On pourrait considérer que, cette année tout particulièrement, nos festivals ont incarné l’esprit de mobilisation, plus de 300 000 spectateurs et visiteurs qui nous ont rejoints à Avignon, Aix, Arles et Marseille, préférant le partage de l’intelligence au silence de la peur ou à la violence du rejet.
Pour citer Simone Weil, ouvrière et philosophe, nous avons oscillé entre la pesanteur et la grâce, ou peut-être trouvé un équilibre entre les deux, entre un monde ultra-violent et une insistance à vivre. Les œuvres programmées ont souvent trouvé des résonances fortes avec l’actualité la plus tragique. Nos équipes sont militantes, comme le sont beaucoup de spectateurs et de visiteurs, présents comme jamais, forts de sa certitude que c’est ensemble et dans le partage que nous infligerons à l’obscurantisme une défaite. Ensemble nous entretenons le feu du libre arbitre, de la remise en question des évidences et des fatalités paresseuses. La réalité est crue, elle s’impose dans nos quotidiens trop rapides ; chez nous, le temps s’élargit, laissant de la place à la réflexion, à l’analyse, à l’émotion, et alimentant un élan visionnaire.
Cette présence et cette adhésion - critique - des spectateurs et des visiteurs nous réjouit et nous renvoie à une autre responsabilité, celle d’élargir encore davantage la résonance des œuvres d’art auprès d’autres publics, auprès de franges de la population bien plus éloignées. Dans la tourmente actuelle, il nous paraît plus urgent que jamais de partager, de dialoguer, d’encourager des formes nouvelles de participation et de création collective. Il est urgent de décloisonner, de lancer des ponts, de renforcer l’ancrage territorial de nos institutions, de multiplier nos partenariats associatifs et éducatifs, afin que les zones les plus fragiles de nos villes ne soient pas laissées pour compte.

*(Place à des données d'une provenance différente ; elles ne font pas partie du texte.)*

PR #1545, opened 2018-10-04
Parser: Add 'skipKeyword' function

IvanGoncharov:
based on 'expectOptionalKeyword' from #1541

### DIFF
--- a/src/language/parser.js
+++ b/src/language/parser.js
@@ -488,7 +488,9 @@ function parseFragment(
 ): FragmentSpreadNode | InlineFragmentNode {
   const start = lexer.token;
   expect(lexer, TokenKind.SPREAD);
-  if (peek(lexer, TokenKind.NAME) && lexer.token.value !== 'on') {
+
+  const hasTypeCondition = skipKeyword(lexer, 'on');
+  if (!hasTypeCondition && peek(lexer, TokenKind.NAME)) {
     return {
       kind: Kind.FRAGMENT_SPREAD,
       name: parseFragmentName(lexer),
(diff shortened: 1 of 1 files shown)


IvanGoncharov:
@OlegIlyenko I had a few review comment about `expectOptionalKeyword` from #1541 but didn't want increase the scope of this PR so I extracted it out.
Can you please take a look?

src/language/parser.js
```diff
@@ -1512,21 +1508,31 @@ function expect(lexer: Lexer<*>, kind: TokenKindEnum): Token {
...
 
 /**
- * If the next token is a keyword with the given value, return that token after
- * advancing the lexer. Otherwise, do not change the parser state and return
- * false.
+ * If the next token is a keyword with the given value, return true after advancing
+ * the lexer. Otherwise, do not change the parser state and return false.
  */
-function expectKeyword(lexer: Lexer<*>, value: string): Token {
+function skipKeyword(lexer: Lexer<*>, value: string): boolean {
```
IvanGoncharov: Since we already have skip/expect pair with matching functionality I think we need to have skipKeyword/expectKeyword.

OlegIlyenko:
I found the terminology around "skip" a bit confusing. "skip" by itself does not imply that the token is optional. So when i saw the usage of `skip` function it was a bit misleading.

I personally believe that this part of code might benefit from `skip` + `skipOptional` + keyword and "expect" alternatives. Purely based on the names, I understood "expect" as something to be used in cases where interesting in the token value and "skip" for cases when I just want to jump over the token, but I'm not interested in its value.

Just my 2 cents.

Ceci implique un travail à long terme qui nous mobilise déjà, mais qui devrait se renforcer dans les prochains mois, dans les prochaines années, en étroite collaboration avec d’autres acteurs culturels, proches et lointains. C’est à un nouveau projet de politique culturelle que nous appelons : une mobilisation des forces de la création artistique pour tenter de faire reculer les fanatismes, les simplismes et la violence.
Culture, information, éducation doivent rester absolument nos priorités pour résister et inventer. Cela nous concerne tous, et plus particulièrement ceux qui arrivent de loin, enfants, immigrés ou réfugiés, car si nous devions avoir un drapeau, ce serait celui de l’hospitalité : une fois planté, il indiquerait à chacun qu’il est le bienvenu. Pour écouter, regarder, et créer.